## [Supplied material]
▼
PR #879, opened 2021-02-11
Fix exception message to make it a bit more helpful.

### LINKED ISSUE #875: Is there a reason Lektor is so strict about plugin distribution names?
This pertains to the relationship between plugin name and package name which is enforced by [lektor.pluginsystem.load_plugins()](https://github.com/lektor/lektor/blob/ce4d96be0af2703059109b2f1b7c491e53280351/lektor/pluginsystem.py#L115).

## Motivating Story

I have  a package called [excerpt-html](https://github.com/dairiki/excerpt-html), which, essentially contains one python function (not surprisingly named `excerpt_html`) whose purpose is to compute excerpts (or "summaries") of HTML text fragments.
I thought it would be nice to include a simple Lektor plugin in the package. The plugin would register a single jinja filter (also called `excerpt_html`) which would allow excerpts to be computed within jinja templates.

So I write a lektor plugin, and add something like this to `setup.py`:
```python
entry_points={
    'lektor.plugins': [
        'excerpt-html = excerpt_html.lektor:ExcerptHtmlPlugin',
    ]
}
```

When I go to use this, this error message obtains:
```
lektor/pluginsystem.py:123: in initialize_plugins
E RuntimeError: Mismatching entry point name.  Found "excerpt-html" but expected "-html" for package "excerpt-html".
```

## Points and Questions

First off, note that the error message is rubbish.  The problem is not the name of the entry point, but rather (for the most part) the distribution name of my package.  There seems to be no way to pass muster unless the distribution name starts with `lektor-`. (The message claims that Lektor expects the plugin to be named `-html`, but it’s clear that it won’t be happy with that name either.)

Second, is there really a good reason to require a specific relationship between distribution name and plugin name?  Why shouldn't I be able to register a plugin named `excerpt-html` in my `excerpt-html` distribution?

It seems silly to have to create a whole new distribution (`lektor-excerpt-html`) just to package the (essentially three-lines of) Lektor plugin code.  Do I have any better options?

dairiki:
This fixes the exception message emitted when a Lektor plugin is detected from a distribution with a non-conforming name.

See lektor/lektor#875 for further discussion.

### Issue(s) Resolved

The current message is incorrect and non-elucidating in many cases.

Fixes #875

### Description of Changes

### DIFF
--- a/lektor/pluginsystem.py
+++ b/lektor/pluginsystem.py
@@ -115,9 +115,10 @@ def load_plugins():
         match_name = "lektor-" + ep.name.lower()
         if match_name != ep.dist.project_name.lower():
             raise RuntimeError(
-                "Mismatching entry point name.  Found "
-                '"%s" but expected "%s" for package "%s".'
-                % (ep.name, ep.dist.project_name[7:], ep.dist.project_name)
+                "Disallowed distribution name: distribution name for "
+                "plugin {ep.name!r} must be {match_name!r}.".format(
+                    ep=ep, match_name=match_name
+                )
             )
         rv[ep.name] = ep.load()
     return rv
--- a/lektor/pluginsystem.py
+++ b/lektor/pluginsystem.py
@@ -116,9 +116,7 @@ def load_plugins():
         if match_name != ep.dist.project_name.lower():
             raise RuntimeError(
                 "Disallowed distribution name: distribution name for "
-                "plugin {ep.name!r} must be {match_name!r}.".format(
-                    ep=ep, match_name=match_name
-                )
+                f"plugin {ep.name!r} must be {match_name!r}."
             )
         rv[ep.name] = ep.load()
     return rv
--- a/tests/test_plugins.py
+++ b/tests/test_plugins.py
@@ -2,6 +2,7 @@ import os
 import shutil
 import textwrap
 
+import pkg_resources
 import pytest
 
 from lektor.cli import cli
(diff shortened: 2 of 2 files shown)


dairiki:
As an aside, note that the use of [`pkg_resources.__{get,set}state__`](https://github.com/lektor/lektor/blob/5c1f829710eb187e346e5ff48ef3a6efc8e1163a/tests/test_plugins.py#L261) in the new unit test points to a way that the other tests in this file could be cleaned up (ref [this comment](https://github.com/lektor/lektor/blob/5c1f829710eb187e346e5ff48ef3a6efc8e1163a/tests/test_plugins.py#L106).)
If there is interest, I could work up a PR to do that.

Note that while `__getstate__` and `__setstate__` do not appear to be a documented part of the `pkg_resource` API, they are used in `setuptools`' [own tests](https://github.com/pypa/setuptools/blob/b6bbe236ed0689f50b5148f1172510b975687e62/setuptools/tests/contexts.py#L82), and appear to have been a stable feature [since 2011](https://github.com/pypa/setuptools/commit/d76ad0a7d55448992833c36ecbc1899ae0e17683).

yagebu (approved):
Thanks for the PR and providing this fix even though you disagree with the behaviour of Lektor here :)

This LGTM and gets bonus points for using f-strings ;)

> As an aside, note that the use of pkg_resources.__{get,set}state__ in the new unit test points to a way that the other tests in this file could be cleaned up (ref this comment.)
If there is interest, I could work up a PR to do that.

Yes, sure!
▲
## [Your goal]
From the listing above, return every line that contains the word "named".

## [Task result]
I have  a package called [excerpt-html](https://github.com/dairiki/excerpt-html), which, essentially contains one python function (not surprisingly named `excerpt_html`) whose purpose is to compute excerpts (or "summaries") of HTML text fragments.
First off, note that the error message is rubbish.  The problem is not the name of the entry point, but rather (for the most part) the distribution name of my package.  There seems to be no way to pass muster unless the distribution name starts with `lektor-`. (The message claims that Lektor expects the plugin to be named `-html`, but it’s clear that it won’t be happy with that name either.)
Second, is there really a good reason to require a specific relationship between distribution name and plugin name?  Why shouldn't I be able to register a plugin named `excerpt-html` in my `excerpt-html` distribution?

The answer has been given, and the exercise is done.